Interest rate fluctuations threaten fixed income values and yields. Some alternative investments, such as direct lending, utilize floating-rate structures, which can help to mitigate the impact of changing interest rates as market cycles evolve. Such structures allow the income generated by these investments to adjust with rate changes, providing a measure of resilience against interest rate volatility.
As shown below, a 1% rise in interest rates would be expected to have no price impact on floating rate notes in this example, while traditional fixed income securities would experience meaningful declines. Additionally, we see that direct lending generated an annualized total return of 9.5% during the most recent period of falling and/or flat interest rates (September 30, 2019 to March 31, 2022), outperforming traditional asset classes like leveraged loans and investment grade bonds.

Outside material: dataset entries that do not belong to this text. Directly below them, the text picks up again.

PR #185, opened 2024-04-23
feat: add existingSecretName for email password

fe80:
Hello,

Context:
Onepassword operator doesn't allow empty value for a secret key (https://github.com/1Password/onepassword-operator/issues/157). I create an additional secret with empty value, but I can't add a secret name for `email_password`.

I'm also blocked with the key napalm secret on `4.1.1`, but it's look like remove the this chart.


LeoColomb:
Closing this pull request as the described need should be doable with the v5 secrets remapping.
If the topic is still relevant, don't hesitate to continue the discussion below.

PR #188, opened 2024-05-02
Fix default branch for GitHub Actions workflows

LeoColomb:
Just realized the default branch on #181 was not the correct one.
This PR fixes this.


RangerRick:
D'oh! You know I noticed that the first time I looked through, but by the time I came back to it that slipped my mind. Good catch.

PR #192, opened 2024-05-02
Add standard namespace and metadata

LeoColomb:
Using Bitnami common helpers from #184 to provide the following:
* Correctly namespaced entities
* Labels and annotations with proper merging function (to avoid duplications and errors)
* More validations around metadata (length of names is crucial, as much as other structure)


RangerRick:
Lost of changes, but hey, we have tests now, and everything checks out. Ship it! :shipit:

PR #195, opened 2024-05-03
feat: enable GPG signing (ENT-12)

RangerRick:


.github/workflows/release.yml
```diff
@@ -50,7 +60,9 @@ jobs:
         with:
           config: config.yaml
         env:
-          CR_TOKEN: ${{ secrets.GITHUB_TOKEN }}
+          CR_TOKEN: "${{ secrets.GITHUB_TOKEN }}"
+          CR_KEY: "${{ secrets.GPG_KEY_ID }}"
+          CR_SIGN: true
```
LeoColomb, line 65: The sign option is also in the config 😊

https://github.com/netbox-community/netbox-chart/blob/9f4b1606cd74519e9e627bb7ad9182672557ff91/config.yaml#L5

RangerRick: @LeoColomb Hrm, wonder which one wins. I like the idea of anyone just building for themselves not having to be set up for signing, but CI explicitly enables it.

LeoColomb: @RangerRick Up to you, but that config is only used by chart-releaser in GitHub Actions, which limits quite a lot the "themselves" use case.
This config is also relatively specific for the repository anyway, so in a way enforcing signing here makes sure non-official builds with cr fail.
https://github.com/netbox-community/netbox-chart/blob/9f4b1606cd74519e9e627bb7ad9182672557ff91/config.yaml#L1-L2

RangerRick: Good point, so instead of setting the env var, I should just change the chart to say `true` there.

.github/workflows/release.yml
```diff
@@ -50,7 +60,8 @@ jobs:
         with:
           config: config.yaml
         env:
-          CR_TOKEN: ${{ secrets.GITHUB_TOKEN }}
+          CR_TOKEN: "${{ secrets.GITHUB_TOKEN }}"
+          CR_KEY: "${{ secrets.GPG_KEY_ID }}"
```
LeoColomb, line 64: This env variable is not used by any tools behind, afaik.
Is there a reason for it?

RangerRick: Huh, the example I found implied you could use it to specify which GPG key was used for signing, but I just checked out the chart-releaser code and there's no mention of it so maybe it's old or just invalid. I was doing it for belt-and-suspenders reasons in case we end up needing to have more than one key handy in the secrets, but it should be unnecessary when there's only one.

RangerRick:
here goes nothing...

Concentration risk grows when portfolios over-rely on select sectors or assets. This risk is particularly relevant in public equity markets, where a growing concentration of value in a small number of companies can undermine diversification efforts. A decade ago, the ten largest companies accounted for just 14% of the S&P 500; today, they account for 35.8%, with 26.7% in the top five alone.

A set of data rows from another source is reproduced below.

PR #443, opened 2024-12-11
Fix history limits in housekeeping cronjob

khushalmer03:
- JobsHistoryLimits for housekeeping cronjob is not being passed correctly due to wrong fields in values.yaml
- Corrected those values to match fields present in [template](https://github.com/netbox-community/netbox-chart/blob/4b9ebad3ca10c3bcedba9cee880a7d0ae8489841/charts/netbox/templates/cronjob.yaml#L16) of cronjob.  

https://github.com/netbox-community/netbox-chart/blob/4b9ebad3ca10c3bcedba9cee880a7d0ae8489841/charts/netbox/templates/cronjob.yaml#L14-L16

### DIFF
--- a/charts/netbox/Chart.yaml
+++ b/charts/netbox/Chart.yaml
@@ -1,6 +1,6 @@
 apiVersion: v2
 name: netbox
-version: 5.0.0-beta.161
+version: 5.0.0-beta.162
 appVersion: "v4.1.7"
 type: application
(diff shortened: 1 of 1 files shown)


LeoColomb (approved):
Thanks for submitting this pull request, @khushalmer03.
Good catch, LGTM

As public equity markets become increasingly concentrated, achieving true diversification with public assets alone becomes more challenging. This underscores the importance of exploring alternative investments, which can provide exposure to a broader range of assets and reduce reliance on concentrated public markets. And the private market opportunity is remarkably vast: 87% of U.S. companies with $100 million or more in revenue are private.
Investors may voice concerns that companies accessing private markets are smaller and present greater credit risk compared to firms tapping into public markets. While it is true that private markets can include smaller borrowers, the reality is that private market borrowers come in all sizes, ranging from emerging businesses to well-established enterprises. Furthermore, managers can strive to manage credit risk by applying a disciplined approach to help ensure private market investments are carefully curated to balance risk and reward.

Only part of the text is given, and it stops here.